- _ACTIVITY_:
Every line of the data below that holds the string "warn" needs to be reported.

- _Dataset entries_:
"""

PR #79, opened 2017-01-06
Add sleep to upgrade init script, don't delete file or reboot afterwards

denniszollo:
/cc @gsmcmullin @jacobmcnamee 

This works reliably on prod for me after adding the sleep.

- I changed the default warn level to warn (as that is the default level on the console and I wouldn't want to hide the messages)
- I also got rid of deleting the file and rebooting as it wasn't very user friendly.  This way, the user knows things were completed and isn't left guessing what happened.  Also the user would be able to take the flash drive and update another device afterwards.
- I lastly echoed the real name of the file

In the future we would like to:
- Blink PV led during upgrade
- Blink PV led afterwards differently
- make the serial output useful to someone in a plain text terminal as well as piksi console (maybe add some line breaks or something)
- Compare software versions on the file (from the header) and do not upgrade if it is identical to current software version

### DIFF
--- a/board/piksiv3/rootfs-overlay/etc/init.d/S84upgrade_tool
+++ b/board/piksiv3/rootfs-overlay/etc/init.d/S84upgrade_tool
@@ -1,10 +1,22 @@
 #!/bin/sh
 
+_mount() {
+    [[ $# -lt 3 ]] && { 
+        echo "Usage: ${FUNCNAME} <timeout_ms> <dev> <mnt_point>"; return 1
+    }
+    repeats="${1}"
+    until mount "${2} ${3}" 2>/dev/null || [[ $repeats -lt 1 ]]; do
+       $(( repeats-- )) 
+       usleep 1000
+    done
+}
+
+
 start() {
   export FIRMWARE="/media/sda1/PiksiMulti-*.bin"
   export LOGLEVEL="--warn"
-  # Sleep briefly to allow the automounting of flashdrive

"""

- _WRITTEN SOLUTION_:
- I changed the default warn level to warn (as that is the default level on the console and I wouldn't want to hide the messages)
   export LOGLEVEL="--warn"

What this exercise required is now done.